# Suche Rentner



## afoul7 (7. März 2019)

Hallo, ich suche für einen Magazin-Artikel Rentner, die leidenschaftlich gerne spielen. Was genau ist nicht so wichtig (aber eher in Richtung Shooter als Online-Schach). Kennt ihr so jemanden oder seid selbst einer? Bin für jede Hilfe dankbar (denn es gibt sie ja, sie sind nur so schwer zu finden..)

Danke!


----------



## spectrumizer (8. März 2019)

Am besten mal hier versuchen: https://www.youtube.com/channel/UCLwZDUuQ7HpVA-QBE9fFdhQ


----------



## afoul7 (8. März 2019)

spectrumizer schrieb:


> Am besten mal hier versuchen: https://www.youtube.com/channel/UCLwZDUuQ7HpVA-QBE9fFdhQ


 

Danke - aber ich suche eher jemanden "Normales" - keine PR- und Social-Media-Profis, die Spiele ausprobieren  Einfach einen Rentner (Rentnerin geht natürlich auch), der gerne spielt... anyone?


----------



## ZAM (11. März 2019)

Hallo,

 

für welche Publikation ist dieser Artikel gedacht?

 

Medium mit einem visuellen Objekt im Titel und deren Verlags-Anhängsel, sowie Redaktionen für TV-Trash-Formate brauchen Anfragen hier gar nicht erst anbringen, die entfernen wir sachgemäß. 

 

Gruß


----------



## afoul7 (11. März 2019)

ZAM schrieb:


> Hallo,
> 
> 
> 
> ...


 

Das kann ich verstehen, diesbezügliche Formate widern mich auch zutiefst an.
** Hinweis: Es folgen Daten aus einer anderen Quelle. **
PR #2792, opened 2023-09-13
parameterize box test

mo271:
This is factored out, in order to make #2791 smaller and easier to review.
The diff only looks large, because we remove the  outer loop
`for (int compress_box = 0; compress_box <= 1; ++compress_box) {...}`

### DIFF
--- a/lib/jxl/encode_test.cc
+++ b/lib/jxl/encode_test.cc
@@ -8,8 +8,10 @@
 #include <jxl/encode.h>
 #include <jxl/encode_cxx.h>
 
+#include <cstddef>
 #include <cstdio>
 #include <ostream>
+#include <string>
 #include <vector>
 
 #include "jxl/types.h"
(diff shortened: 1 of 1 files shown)


lib/jxl/encode_test.cc
```diff
@@ -1338,11 +1340,20 @@ TEST(EncodeTest, JXL_BOXES_TEST(BoxTest)) {
...
-  }
 }
 
+std::string nameBoxTest(
+    const ::testing::TestParamInfo<std::tuple<bool>>& info) {
+    return (std::get<0>(info.param) ? "C" : "Unc") + std::string("ompressed");
+}
+
+INSTANTIATE_TEST_SUITE_P(EncodeBoxParamsTest, EncodeBoxTest,
+                         ::testing::Combine(::testing::Values(false, true)),
```
mo271, line 1354: of course it is a bit silly to use a 1-tuple `std::tuple<bool>>`, we are planning to make this a two-tuple soon....

mo271: making it a two-tuple, because apparently older version of gtest don't support `Combine()` with only one argument, causing the debian test to fail...

szabadka (approved):

PR #2793, opened 2023-09-14
adapeted SetPreferredColorProfileTest

mo271:
part of a bug report to show what goes wrong with primaries in `SetPreferredColorProfileTest`


mo271:
TODO: make the tests pass, even with `177`. This will need some work on taking primaries/white points into account.

PR #2849, opened 2023-10-06
Fix building the comparison tool

sboukortt:


sboukortt:
Oops, one sec, this is not enough.

sboukortt:
There.

veluca93 (approved):

veluca93:
Now the question is: why did the CI not catch the issue?

PR #2876, opened 2023-10-13
Add cheat-sheet how to cross-compile in docker

eustas:


jonsneyers:
Isn't it a bit strange to put a .md file with documentation in `.github/workflows/`?
Wouldn't it be better to put this in `doc/`?

eustas:
The reason is that this cheat-sheet closely relates to what workflows does. But I'm fine moving it to docs. One moment.

.github/workflows/build_test_cross.md
```diff
@@ -0,0 +1,44 @@
+=== Running in docker ===
+
```
jonsneyers, line 2: Maybe add one or two sentences to give some context on what this snippet is doing, where you'll find the resulting binaries, etc.

jonsneyers (dismissed):

mo271 (approved):

mo271 (approved):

Es ist für eine (Print-) Reportage in einem Technik-Magazin gedacht (nach allen journalistischen/ethischen Regeln gefertigt). Nähere Auskünfte, auch zu meiner Person, gebe ich gerne per PN. Und: Ich suche immer noch sehr dringend! Gibt es denn gar keine Rentner, die zu einem Interview bereit wären? Bin für jede Hilfe dankbar!


----------



## ZAM (11. März 2019)

Nicht nötig - habe schon ein wenig recherchiert. ;-)

 

Rentner hier zu finden wird etwas schwierig. Unsere Zielgruppe ist zwar nicht gerade jugendlich, aber ich bin mir nicht sicher, ob die älteren Generationen noch Foren nutzen. Ein Tipp wäre vielleicht die Gruppe "World of Warcraft Deutschland" auf Facebook - Die ist moderiert und man muss sich anmelden. Im Idealfall bietest du Interessierten an, sich bei dir per PN zu melden, falls sie sich nicht öffentlich zum Alter äußern möchten.


----------



## kaepteniglo (11. März 2019)

Ab wann zählt man als Rentner?

 



 

…. Also für die Umfrage.....


----------



## afoul7 (11. März 2019)

kaepteniglo schrieb:


> Ab wann zählt man als Rentner?
> 
> 
> 
> ...


 

Na ja, wichtiger als das Alter ist wohl, dass man nicht mehr voll erwerbstätig ist/hauptsächlich von einer Rente lebt.. beim Alter wäre ich flexibel - bin auch offen für einen Herrn in den besten Jahren, der sich angesprochen fühlt (oder eine Dame, wobei die wahrscheinlich noch seltener sind..)


----------



## afoul7 (11. März 2019)

ZAM schrieb:


> Nicht nötig - habe schon ein wenig recherchiert. ;-)
> 
> 
> 
> Rentner hier zu finden wird etwas schwierig. Unsere Zielgruppe ist zwar nicht gerade jugendlich, aber ich bin mir nicht sicher, ob die älteren Generationen noch Foren nutzen. Ein Tipp wäre vielleicht die Gruppe "World of Warcraft Deutschland" auf Facebook - Die ist moderiert und man muss sich anmelden. Im Idealfall bietest du Interessierten an, sich bei dir per PN zu melden, falls sie sich nicht öffentlich zum Alter äußern möchten.


 

danke für den Tipp!


----------



## spectrumizer (11. März 2019)

Es gibt im WoW-Gildenforum Gesuche von "älteren Spielern", wo auch Leute mit Ü50 dabei sind. Und die sollen angeblich auch Ü60 Leute in der Gilde haben.


----------



## afoul7 (12. März 2019)

spectrumizer schrieb:


> Es gibt im WoW-Gildenforum Gesuche von "älteren Spielern", wo auch Leute mit Ü50 dabei sind. Und die sollen angeblich auch Ü60 Leute in der Gilde haben.


 

Danke dir, ich habs da auch mal versucht


----------



## ZAM (12. März 2019)

Bei den Gesuchen muss man aber Fingerspitzengefühl beweißen. Dank diverser Sender und Zeitschriften haben viele Leute gleich die nachvollziehbare Intention, der Bericht könnte sie einfach nur vorführen wollen.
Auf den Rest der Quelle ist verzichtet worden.